* PROBLEM DETAILS
Could you retype every entry below exactly as written?

* RECORDS FOR THIS TASK
BEGIN

PR #7063, opened 2020-12-29
[language] follow up to latest prologue/epilogue changes

bob-wilson:
PR #6727 added 2 checks to the prologue and 1 check to the epilogue. This PR updates the Move Adapter specification document to match that change and also fixes a number of minor problems and inconsistencies:

- Add a new BAD_TRANSACTION_FEE_CURRENCY error and status code for the case where the transaction fee currency has not been registered in the TransactionFee module. Otherwise, the status is reported as INSUFFICIENT_BALANCE_FOR_TRANSACTION_FEE, which does not make sense in this case that has nothing to do with any balance.

- Reorder the check in the prologue for BAD_TRANSACTION_FEE_CURRENCY so that it comes before checking the sender's balance. If both checks would fail, we should report this one instead of giving the misleading impression that the sender could fix the problem by increasing their balance.

- Reorder the check for PROLOGUE_ESEQUENCE_NUMBER_TOO_BIG so that it does not come after the "too new" sequence number check. The latter must be the last check in the prologue, since it is non-fatal during the initial validation (but not during execution).

- Reorder the prologue specification to match the order in the code.

- Remove the ESEQUENCE_NUMBER error code. It describes the same situation as the new PROLOGUE_ESEQUENCE_NUMBER_TOO_BIG that was added in #6727 and we do not need both. (It was also being used
in a redundant check in the epilogue that the txn sequence number matches the sending account, but the prologue's version of that check returns PROLOGUE_ESEQUENCE_NUMBER_TOO_NEW and the epilogue should be consistent with that. Due to the prologue check, I do not believe this is a breaking change, because it is impossible to hit this error in the epilogue.)

- Rename the PROLOGUE_INVALID_WRITESET_SENDER constant to "PROLOGUE_EINVALID_WRITESET_SENDER", matching all the other prologue error codes that have a "PROLOGUE_E" prefix.

- Remove the EPILOGUE_INVALID_WRITESET_SENDER constant that was added in #6727. We do not need separate error codes for the epilogue and should use the existing prologue error code for this.

- Fix some inaccurate comments.

## Motivation

Document and refine the previous change

Yes

## Test Plan

Updated existing tests and ran them.

## Related PRs

#6727


bob-wilson:
One question here is whether I am correct in assuming that the epilogue can also use the various "PROLOGUE_E*" error codes. I didn't just make that up. There is a precedent in using PROLOGUE_ECANT_PAY_GAS_DEPOSIT in the epilogue for the case where the account balance has dropped. If that precedent is incorrect and there's an important reason to only use those error codes from within the prologue functions, please speak up!

tzakian (approved):
Thanks for fixing these issues! And my apologies for making them in the first place.

This PR looks good to me. 

To your question about reusing the prologue error codes in the epilogue, this shouldn't be an issue -- outside of `ECANT_PAY_GAS_DEPOSIT` -- these will all result in an `UNEXPECTED_ERROR_FROM_KNOWN_MOVE_FUNCTION` if they are ever raised.

language/stdlib/modules/DiemAccount.move
```diff
@@ -1641,22 +1637,22 @@ module DiemAccount {
 
         // Don't grab the balance if the transaction fee is zero
         if (max_transaction_fee > 0) {
-            // [PCA6]: Check that the account has a balance in this currency
+            // [PCA6]: Check that the gas fee can be paid in this currency
```
bob-wilson, line 1640: Another question: could this check be performed even when the max fee is zero? It would be simpler to specify that the gas currency must always be registered for transaction fees, instead of having to say that the check is conditional upon a non-zero max fee. I left it here for 2 reasons: (1) it would be a breaking change for a txn with an invalid gas currency and a gas price of zero, and (2) this gives an automatic exception to WriteSet transactions, which could be important if the TransactionFee currencies ever get broken and need to be fixed. It's not terrible to leave this here, but I welcome suggestions for anything better.

tzakian: The check could be performed when the max fee is zero. 

However, I would be in favor of not doing that for the reasons you mention. I would also add two additional reasons for this:
1. Not checking that the currency is a gas-fee currency seems most in-line (at least to me) with the logic that we have around gas in the "fee = 0" case in the prologue. In that case we don't check that the sending account has a balance in the currency. 
2. If we view the prologue as the minimal set of preconditions for successful execution of the epilogue (with the exception of someone lowering their balance to below the transaction fee during the transaction), not checking the gas currency is a gas-fee currency also makes sense with the logic in https://github.com/diem/diem/blob/master/language/stdlib/modules/DiemAccount.move#L1783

END

* TASK SOLUTION
PR #7063, opened 2020-12-29
[language] follow up to latest prologue/epilogue changes

bob-wilson:
PR #6727 added 2 checks to the prologue and 1 check to the epilogue. This PR updates the Move Adapter specification document to match that change and also fixes a number of minor problems and inconsistencies:

- Add a new BAD_TRANSACTION_FEE_CURRENCY error and status code for the case where the transaction fee currency has not been registered in the TransactionFee module. Otherwise, the status is reported as INSUFFICIENT_BALANCE_FOR_TRANSACTION_FEE, which does not make sense in this case that has nothing to do with any balance.

- Reorder the check in the prologue for BAD_TRANSACTION_FEE_CURRENCY so that it comes before checking the sender's balance. If both checks would fail, we should report this one instead of giving the misleading impression that the sender could fix the problem by increasing their balance.

- Reorder the check for PROLOGUE_ESEQUENCE_NUMBER_TOO_BIG so that it does not come after the "too new" sequence number check. The latter must be the last check in the prologue, since it is non-fatal during the initial validation (but not during execution).

- Reorder the prologue specification to match the order in the code.

- Remove the ESEQUENCE_NUMBER error code. It describes the same situation as the new PROLOGUE_ESEQUENCE_NUMBER_TOO_BIG that was added in #6727 and we do not need both. (It was also being used
in a redundant check in the epilogue that the txn sequence number matches the sending account, but the prologue's version of that check returns PROLOGUE_ESEQUENCE_NUMBER_TOO_NEW and the epilogue should be consistent with that. Due to the prologue check, I do not believe this is a breaking change, because it is impossible to hit this error in the epilogue.)

- Rename the PROLOGUE_INVALID_WRITESET_SENDER constant to "PROLOGUE_EINVALID_WRITESET_SENDER", matching all the other prologue error codes that have a "PROLOGUE_E" prefix.

- Remove the EPILOGUE_INVALID_WRITESET_SENDER constant that was added in #6727. We do not need separate error codes for the epilogue and should use the existing prologue error code for this.

- Fix some inaccurate comments.

## Motivation

Document and refine the previous change

Yes

## Test Plan

Updated existing tests and ran them.

## Related PRs

#6727


bob-wilson:
One question here is whether I am correct in assuming that the epilogue can also use the various "PROLOGUE_E*" error codes. I didn't just make that up. There is a precedent in using PROLOGUE_ECANT_PAY_GAS_DEPOSIT in the epilogue for the case where the account balance has dropped. If that precedent is incorrect and there's an important reason to only use those error codes from within the prologue functions, please speak up!

tzakian (approved):
Thanks for fixing these issues! And my apologies for making them in the first place.

This PR looks good to me. 

To your question about reusing the prologue error codes in the epilogue, this shouldn't be an issue -- outside of `ECANT_PAY_GAS_DEPOSIT` -- these will all result in an `UNEXPECTED_ERROR_FROM_KNOWN_MOVE_FUNCTION` if they are ever raised.

language/stdlib/modules/DiemAccount.move
```diff
@@ -1641,22 +1637,22 @@ module DiemAccount {
 
         // Don't grab the balance if the transaction fee is zero
         if (max_transaction_fee > 0) {
-            // [PCA6]: Check that the account has a balance in this currency
+            // [PCA6]: Check that the gas fee can be paid in this currency
```
bob-wilson, line 1640: Another question: could this check be performed even when the max fee is zero? It would be simpler to specify that the gas currency must always be registered for transaction fees, instead of having to say that the check is conditional upon a non-zero max fee. I left it here for 2 reasons: (1) it would be a breaking change for a txn with an invalid gas currency and a gas price of zero, and (2) this gives an automatic exception to WriteSet transactions, which could be important if the TransactionFee currencies ever get broken and need to be fixed. It's not terrible to leave this here, but I welcome suggestions for anything better.

tzakian: The check could be performed when the max fee is zero. 

However, I would be in favor of not doing that for the reasons you mention. I would also add two additional reasons for this:
1. Not checking that the currency is a gas-fee currency seems most in-line (at least to me) with the logic that we have around gas in the "fee = 0" case in the prologue. In that case we don't check that the sending account has a balance in the currency. 
2. If we view the prologue as the minimal set of preconditions for successful execution of the epilogue (with the exception of someone lowering their balance to below the transaction fee during the transaction), not checking the gas currency is a gas-fee currency also makes sense with the logic in https://github.com/diem/diem/blob/master/language/stdlib/modules/DiemAccount.move#L1783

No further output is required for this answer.